The sociocultural specialist stated that by September 2014 she had already logged over 100 hours of compensatory time beyond her normal work schedule. She said that all of the other analysts similarly worked a considerable amount of overtime on the SEIS due to the ambitious schedule set by BOEM management. She said that she completed her sections and submitted them for management review on Friday, October 3, 2014.
When the sociocultural specialist’s supervisor returned her sections to her following his review, the sociocultural specialist noted that her public health section had been “gutted.” She said that her supervisor had removed all of the material she had included that explained what the section encompassed and how she analyzed the applicable research to reach the section’s conclusions. Her supervisor had also removed all of the diagrams she had created to help explain her findings.

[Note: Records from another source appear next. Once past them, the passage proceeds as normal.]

PR #878, opened 2023-09-14
Use binary search for removing elements from Bag

nickoto:
Given that tokens are always added to the end of the array and have a monotonically increasing value, this list is always sorted, so we can use a binary search to improve performance if this list gets large.

#### Checklist
- [x] Updated CHANGELOG.md.

### DIFF
--- a/.github/workflows/test.yml
+++ b/.github/workflows/test.yml
@@ -68,7 +68,7 @@ jobs:
   swiftpm-linux:
     strategy:
       matrix:
-        swift: ["5.2", "5.7"]
+        swift: ["5.7"]
 
     name: SwiftPM Linux
     runs-on: ubuntu-22.04
--- a/.github/workflows/test.yml
+++ b/.github/workflows/test.yml
@@ -71,7 +71,7 @@ jobs:
         swift: ["5.2", "5.7"]
 
     name: SwiftPM Linux
-    runs-on: ubuntu-18.04
+    runs-on: ubuntu-22.04
     steps:
       - name: Setup Swift version
         uses: swift-actions/setup-swift@v1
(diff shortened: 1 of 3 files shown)


mluisbrown:
@nickoto did you run any tests to validate the performance improvement, and how significant it is? It would be useful to have some metrics.

nickoto:
Yes; in our particular scenario instruments was showing that for this particular operation in our app that `Bag.remove` was by far the hot path, taking several seconds to complete removing a large number of elements from the bag. After this change the removal process time went to several milliseconds in the exact same scenario. (In this case, the bag contained thousands of elements and the operation was removing half of them at once in no particular order).

While I can't test this over all workloads, in any situation where many items would be removed from the bag at once e.g. a large teardown, this would be a benefit. In situations where the bag is very tiny the complexity cost is negligible.

mluisbrown (approved):
Looks like a good improvement 👍

mluisbrown (approved):

nickoto:
@mluisbrown Since the runner for ubuntu 18.04 is deprecated we can no longer run the SwiftPM tests for 5.2 as there is no binary release of swift 5.2 on that platform (it only has releases for 16.04 and 18.04). That's why the log is showing a 404 - it fails to download a release that doesn't exist.

Not sure why the 5.7 runner was cancelled though -- it looks like it was passing up until it cancelled.

mluisbrown:
@nickoto We should drop the 5.2 tests then. I'm not sure if you have the rights to do that. If not let me know and I'll sort it out.

nickoto:
I can drop it from the yml but I'm not sure if there are other steps required.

According to the sociocultural specialist, her supervisor told her that “no one in management understood [the] public health section” and it was “too long.”
At that point the specialist resigned from the agency, reasoning that if managers didn’t understand what she had written, they weren’t in a good position to rewrite it. That made her one of six, by Yeoman’s count, to quit over the handling of Lease 139 (Putnam not among them).
According to the OIG, employees were troubled not only by the work pressure but by a conviction that science was being distorted to give Shell its green light – that, in fact, the decision had been made before the review was finished. Of course, no clear evidence of either could be found.
As for Shell, it has temporarily suspended its operations in the Lease 193 area after a series of mishaps in its arctic operations and a disappointing dry hole drilled this past July.
But as Yeoman notes, that’s not the end of the story by any means. Shell’s leases are good for four more years; BOEM has a draft plan for offering new offshore oil leases in 2020; Congress may act to mandate a rollout of new leases starting in 2023 regardless of environmental risks and the results of environmental review.
For that last item we can thank Alaska’s Sen. Lisa Murkowski, who against all evidence to the contrary considers the Obama administration’s handling of Alaskan oil development to be characterized by “a destructive pattern of hostility.”